Below are the records. Restate word for word every line from the one that contains "mdemoret-nv, line 153: Excess comments" through the final line, both included.
##### The data
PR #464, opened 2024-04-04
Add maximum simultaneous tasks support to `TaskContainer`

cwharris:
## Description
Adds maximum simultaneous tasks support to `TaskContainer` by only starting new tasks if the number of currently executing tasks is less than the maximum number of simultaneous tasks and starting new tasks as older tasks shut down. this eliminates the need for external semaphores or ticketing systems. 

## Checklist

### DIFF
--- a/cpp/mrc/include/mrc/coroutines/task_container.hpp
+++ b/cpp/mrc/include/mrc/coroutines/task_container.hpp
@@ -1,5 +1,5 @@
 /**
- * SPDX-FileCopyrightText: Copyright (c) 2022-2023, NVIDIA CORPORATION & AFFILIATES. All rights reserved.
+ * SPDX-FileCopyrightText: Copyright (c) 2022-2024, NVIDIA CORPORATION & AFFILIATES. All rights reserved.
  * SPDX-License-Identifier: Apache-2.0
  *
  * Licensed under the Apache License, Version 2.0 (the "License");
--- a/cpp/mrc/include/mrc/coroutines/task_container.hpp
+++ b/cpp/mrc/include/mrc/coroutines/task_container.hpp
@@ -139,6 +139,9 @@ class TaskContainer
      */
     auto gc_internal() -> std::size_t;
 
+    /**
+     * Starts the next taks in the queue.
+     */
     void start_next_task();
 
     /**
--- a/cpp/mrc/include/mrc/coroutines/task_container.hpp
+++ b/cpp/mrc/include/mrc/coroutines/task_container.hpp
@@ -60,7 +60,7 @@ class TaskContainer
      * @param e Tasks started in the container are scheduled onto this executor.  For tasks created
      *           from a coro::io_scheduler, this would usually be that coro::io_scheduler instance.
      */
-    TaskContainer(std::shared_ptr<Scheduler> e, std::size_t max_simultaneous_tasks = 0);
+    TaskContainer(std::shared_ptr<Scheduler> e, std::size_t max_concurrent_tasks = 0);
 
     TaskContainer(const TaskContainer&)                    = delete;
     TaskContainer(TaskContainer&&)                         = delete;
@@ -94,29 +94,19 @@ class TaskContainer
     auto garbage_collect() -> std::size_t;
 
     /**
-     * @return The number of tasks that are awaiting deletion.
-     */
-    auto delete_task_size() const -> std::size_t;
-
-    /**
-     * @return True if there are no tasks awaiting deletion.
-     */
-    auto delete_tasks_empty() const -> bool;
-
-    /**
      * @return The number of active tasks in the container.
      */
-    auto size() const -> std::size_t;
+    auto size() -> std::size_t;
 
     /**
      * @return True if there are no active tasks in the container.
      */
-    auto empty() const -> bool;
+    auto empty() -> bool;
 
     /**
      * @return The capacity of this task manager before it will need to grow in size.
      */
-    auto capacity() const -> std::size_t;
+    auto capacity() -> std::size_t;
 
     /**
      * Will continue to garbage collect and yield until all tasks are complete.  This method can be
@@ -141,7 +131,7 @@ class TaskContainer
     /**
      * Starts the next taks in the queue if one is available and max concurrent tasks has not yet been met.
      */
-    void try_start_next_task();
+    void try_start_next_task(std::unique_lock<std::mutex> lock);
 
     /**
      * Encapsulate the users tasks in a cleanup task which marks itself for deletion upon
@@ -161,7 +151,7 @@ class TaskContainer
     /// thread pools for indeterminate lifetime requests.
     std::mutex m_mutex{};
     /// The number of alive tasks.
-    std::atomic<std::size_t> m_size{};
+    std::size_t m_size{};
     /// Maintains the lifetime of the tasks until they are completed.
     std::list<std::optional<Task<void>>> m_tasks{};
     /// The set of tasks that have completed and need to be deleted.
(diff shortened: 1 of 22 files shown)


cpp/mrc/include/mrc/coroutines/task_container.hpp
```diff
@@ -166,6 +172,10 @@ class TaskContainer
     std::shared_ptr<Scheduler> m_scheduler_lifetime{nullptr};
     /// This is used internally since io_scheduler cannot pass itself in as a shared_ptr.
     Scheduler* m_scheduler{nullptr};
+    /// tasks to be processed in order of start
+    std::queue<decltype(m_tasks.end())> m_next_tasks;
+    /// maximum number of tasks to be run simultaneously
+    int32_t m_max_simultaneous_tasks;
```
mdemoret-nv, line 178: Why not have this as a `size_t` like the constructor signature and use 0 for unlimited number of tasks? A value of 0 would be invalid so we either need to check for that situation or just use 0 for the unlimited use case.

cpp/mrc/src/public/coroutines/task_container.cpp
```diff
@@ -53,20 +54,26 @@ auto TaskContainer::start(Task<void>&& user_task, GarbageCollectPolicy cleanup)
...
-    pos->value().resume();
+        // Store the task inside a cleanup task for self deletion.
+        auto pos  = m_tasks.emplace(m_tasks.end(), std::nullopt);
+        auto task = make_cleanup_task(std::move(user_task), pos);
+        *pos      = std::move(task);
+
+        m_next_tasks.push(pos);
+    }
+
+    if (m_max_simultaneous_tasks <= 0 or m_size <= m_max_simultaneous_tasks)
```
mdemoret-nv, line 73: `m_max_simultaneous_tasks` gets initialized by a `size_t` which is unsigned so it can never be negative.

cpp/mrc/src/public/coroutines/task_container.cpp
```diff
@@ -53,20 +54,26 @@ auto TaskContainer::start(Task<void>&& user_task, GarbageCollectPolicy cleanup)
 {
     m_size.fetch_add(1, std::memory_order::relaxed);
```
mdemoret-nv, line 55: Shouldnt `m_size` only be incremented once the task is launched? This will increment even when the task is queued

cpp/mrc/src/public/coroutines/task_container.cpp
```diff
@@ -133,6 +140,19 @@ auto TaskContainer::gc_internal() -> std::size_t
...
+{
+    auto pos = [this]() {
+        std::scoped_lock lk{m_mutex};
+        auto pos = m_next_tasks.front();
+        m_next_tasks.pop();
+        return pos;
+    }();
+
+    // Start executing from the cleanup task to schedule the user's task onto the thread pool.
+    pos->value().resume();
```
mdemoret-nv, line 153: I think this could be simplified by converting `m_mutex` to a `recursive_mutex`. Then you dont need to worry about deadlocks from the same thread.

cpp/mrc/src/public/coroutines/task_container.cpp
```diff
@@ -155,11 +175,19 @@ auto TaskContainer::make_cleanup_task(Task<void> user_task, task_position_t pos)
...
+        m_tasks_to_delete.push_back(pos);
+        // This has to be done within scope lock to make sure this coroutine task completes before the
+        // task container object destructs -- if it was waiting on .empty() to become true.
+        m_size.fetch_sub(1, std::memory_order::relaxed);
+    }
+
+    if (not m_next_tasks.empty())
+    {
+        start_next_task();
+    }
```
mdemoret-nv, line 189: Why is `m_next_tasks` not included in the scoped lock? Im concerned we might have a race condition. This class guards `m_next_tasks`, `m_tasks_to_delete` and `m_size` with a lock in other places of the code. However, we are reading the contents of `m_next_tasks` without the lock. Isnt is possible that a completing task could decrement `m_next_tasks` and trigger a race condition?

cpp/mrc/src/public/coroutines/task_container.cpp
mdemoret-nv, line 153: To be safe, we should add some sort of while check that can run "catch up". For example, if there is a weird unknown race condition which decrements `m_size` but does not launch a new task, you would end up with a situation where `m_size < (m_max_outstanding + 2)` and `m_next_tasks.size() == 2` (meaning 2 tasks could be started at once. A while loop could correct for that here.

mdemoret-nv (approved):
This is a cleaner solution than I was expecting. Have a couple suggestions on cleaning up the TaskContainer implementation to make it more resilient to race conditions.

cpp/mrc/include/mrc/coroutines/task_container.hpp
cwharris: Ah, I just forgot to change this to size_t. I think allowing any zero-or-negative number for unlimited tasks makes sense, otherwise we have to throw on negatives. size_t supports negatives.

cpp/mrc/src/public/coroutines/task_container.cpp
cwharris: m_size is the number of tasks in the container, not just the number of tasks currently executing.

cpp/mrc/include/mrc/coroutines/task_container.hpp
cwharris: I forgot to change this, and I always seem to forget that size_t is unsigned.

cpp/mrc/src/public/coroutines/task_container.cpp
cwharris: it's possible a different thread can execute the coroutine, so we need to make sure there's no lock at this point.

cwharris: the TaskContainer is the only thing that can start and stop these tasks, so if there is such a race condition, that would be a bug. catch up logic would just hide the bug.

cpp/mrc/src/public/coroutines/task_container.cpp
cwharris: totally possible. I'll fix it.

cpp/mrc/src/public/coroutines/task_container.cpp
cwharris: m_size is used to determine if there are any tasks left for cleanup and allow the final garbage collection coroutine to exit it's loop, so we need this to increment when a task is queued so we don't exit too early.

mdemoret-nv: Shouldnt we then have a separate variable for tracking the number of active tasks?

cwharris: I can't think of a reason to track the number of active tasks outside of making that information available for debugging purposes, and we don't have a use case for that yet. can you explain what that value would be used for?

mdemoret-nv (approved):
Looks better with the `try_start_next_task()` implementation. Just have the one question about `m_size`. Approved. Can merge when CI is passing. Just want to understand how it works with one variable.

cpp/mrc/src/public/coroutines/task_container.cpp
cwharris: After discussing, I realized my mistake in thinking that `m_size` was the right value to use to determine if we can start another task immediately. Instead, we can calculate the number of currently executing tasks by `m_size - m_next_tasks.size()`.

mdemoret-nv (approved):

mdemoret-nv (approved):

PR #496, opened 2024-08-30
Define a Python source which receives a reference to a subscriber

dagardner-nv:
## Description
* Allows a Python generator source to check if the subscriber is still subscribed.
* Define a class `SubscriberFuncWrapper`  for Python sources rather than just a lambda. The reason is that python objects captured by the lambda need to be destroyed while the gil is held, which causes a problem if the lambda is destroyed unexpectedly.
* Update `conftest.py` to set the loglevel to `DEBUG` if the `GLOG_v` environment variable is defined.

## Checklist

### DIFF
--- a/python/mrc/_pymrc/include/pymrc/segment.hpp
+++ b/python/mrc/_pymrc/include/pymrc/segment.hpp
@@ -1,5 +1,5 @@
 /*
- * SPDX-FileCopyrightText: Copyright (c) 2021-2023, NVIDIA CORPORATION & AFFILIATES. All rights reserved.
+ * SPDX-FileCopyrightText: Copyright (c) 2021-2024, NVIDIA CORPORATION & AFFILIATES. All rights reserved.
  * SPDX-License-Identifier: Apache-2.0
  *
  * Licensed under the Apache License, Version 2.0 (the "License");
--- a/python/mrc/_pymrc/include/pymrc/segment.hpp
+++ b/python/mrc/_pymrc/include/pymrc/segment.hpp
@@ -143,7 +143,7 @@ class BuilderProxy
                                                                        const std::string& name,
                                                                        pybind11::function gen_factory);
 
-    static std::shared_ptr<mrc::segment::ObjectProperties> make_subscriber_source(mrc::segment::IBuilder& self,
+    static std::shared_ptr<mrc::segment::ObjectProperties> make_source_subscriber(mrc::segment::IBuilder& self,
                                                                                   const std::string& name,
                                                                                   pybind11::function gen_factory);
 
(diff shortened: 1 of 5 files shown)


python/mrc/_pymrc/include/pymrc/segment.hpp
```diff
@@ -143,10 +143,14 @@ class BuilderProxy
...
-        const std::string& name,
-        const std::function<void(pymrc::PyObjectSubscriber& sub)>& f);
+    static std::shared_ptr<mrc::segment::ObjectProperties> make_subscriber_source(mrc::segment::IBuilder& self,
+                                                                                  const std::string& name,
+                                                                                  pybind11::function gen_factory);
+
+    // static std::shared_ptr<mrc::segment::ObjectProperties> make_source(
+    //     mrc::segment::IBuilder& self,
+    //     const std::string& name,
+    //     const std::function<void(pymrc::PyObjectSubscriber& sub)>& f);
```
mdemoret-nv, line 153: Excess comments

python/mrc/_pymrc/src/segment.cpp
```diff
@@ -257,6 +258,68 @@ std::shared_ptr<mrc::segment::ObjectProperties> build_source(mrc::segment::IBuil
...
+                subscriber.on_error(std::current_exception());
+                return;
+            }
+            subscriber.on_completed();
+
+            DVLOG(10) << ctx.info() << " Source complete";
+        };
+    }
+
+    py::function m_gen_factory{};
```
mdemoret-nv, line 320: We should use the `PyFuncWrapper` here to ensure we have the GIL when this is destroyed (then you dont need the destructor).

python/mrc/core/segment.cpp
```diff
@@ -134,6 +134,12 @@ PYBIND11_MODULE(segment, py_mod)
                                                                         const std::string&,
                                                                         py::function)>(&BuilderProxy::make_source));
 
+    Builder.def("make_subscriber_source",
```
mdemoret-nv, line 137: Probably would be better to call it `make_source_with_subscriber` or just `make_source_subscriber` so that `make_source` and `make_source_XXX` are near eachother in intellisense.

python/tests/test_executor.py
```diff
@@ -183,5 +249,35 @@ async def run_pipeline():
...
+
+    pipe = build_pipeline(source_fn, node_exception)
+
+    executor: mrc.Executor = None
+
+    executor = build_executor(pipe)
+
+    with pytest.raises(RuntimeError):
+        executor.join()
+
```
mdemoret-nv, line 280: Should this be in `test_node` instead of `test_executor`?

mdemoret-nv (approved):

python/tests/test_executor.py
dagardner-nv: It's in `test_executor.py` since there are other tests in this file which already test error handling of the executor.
##########
• Solution to this problem:
mdemoret-nv, line 153: Excess comments

python/mrc/_pymrc/src/segment.cpp
```diff
@@ -257,6 +258,68 @@ std::shared_ptr<mrc::segment::ObjectProperties> build_source(mrc::segment::IBuil
...
+                subscriber.on_error(std::current_exception());
+                return;
+            }
+            subscriber.on_completed();
+
+            DVLOG(10) << ctx.info() << " Source complete";
+        };
+    }
+
+    py::function m_gen_factory{};
```
mdemoret-nv, line 320: We should use the `PyFuncWrapper` here to ensure we have the GIL when this is destroyed (then you dont need the destructor).

python/mrc/core/segment.cpp
```diff
@@ -134,6 +134,12 @@ PYBIND11_MODULE(segment, py_mod)
                                                                         const std::string&,
                                                                         py::function)>(&BuilderProxy::make_source));
 
+    Builder.def("make_subscriber_source",
```
mdemoret-nv, line 137: Probably would be better to call it `make_source_with_subscriber` or just `make_source_subscriber` so that `make_source` and `make_source_XXX` are near eachother in intellisense.

python/tests/test_executor.py
```diff
@@ -183,5 +249,35 @@ async def run_pipeline():
...
+
+    pipe = build_pipeline(source_fn, node_exception)
+
+    executor: mrc.Executor = None
+
+    executor = build_executor(pipe)
+
+    with pytest.raises(RuntimeError):
+        executor.join()
+
```
mdemoret-nv, line 280: Should this be in `test_node` instead of `test_executor`?

mdemoret-nv (approved):

python/tests/test_executor.py
dagardner-nv: It's in `test_executor.py` since there are other tests in this file which already test error handling of the executor.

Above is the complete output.